▶ _Work required_: Please quote only the lines that start at the one with "Defines if ScyllaDB" and go on to the last line of the data, both ends kept.

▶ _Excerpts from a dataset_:
- - - -
Issue #4375, opened 2025-05-05
Provide "unpin-agent-cpu" flag to 1-1 restore


karol-kokoszka:
Expected exactly the same behavior as in L&S restore - https://manager.docs.scylladb.com/stable/sctool/restore.html#unpin-agent-cpu

It's part of speeding up the download time effort.

PR #4380, opened 2025-05-12
feat(1-1-restore): add unpin-agent-cpu flag 

VAveryanov8:
This adds support of unpin-agent-cpu flag to 1-1-restore command.
Unpinning agent CPU should help with agent download speed.

Refs: https://github.com/scylladb/scylla-manager/issues/4375

---

Please make sure that:

### DIFF
--- a/pkg/command/one2onerestore/res.yaml
+++ b/pkg/command/one2onerestore/res.yaml
@@ -31,4 +31,3 @@ dry-run: |
 
 unpin-agent-cpu: |
   Defines if ScyllaDB Manager Agent should be unpinned from CPUs during restore.
-  This might significantly improve download speed at the cost of decreasing streaming speed. 
--- a/pkg/command/one2onerestore/res.yaml
+++ b/pkg/command/one2onerestore/res.yaml
@@ -28,3 +28,7 @@ nodes-mapping:
 dry-run: |
   Validates and displays restore information without actually running the restore.
   This allows you to display what will happen should the restore run with the parameters you set.
+
+unpin-agent-cpu: |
- - - -
▶ _The answer_:
   Defines if ScyllaDB Manager Agent should be unpinned from CPUs during restore.
-  This might significantly improve download speed at the cost of decreasing streaming speed. 
--- a/pkg/command/one2onerestore/res.yaml
+++ b/pkg/command/one2onerestore/res.yaml
@@ -28,3 +28,7 @@ nodes-mapping:
 dry-run: |
   Validates and displays restore information without actually running the restore.
   This allows you to display what will happen should the restore run with the parameters you set.
+
+unpin-agent-cpu: |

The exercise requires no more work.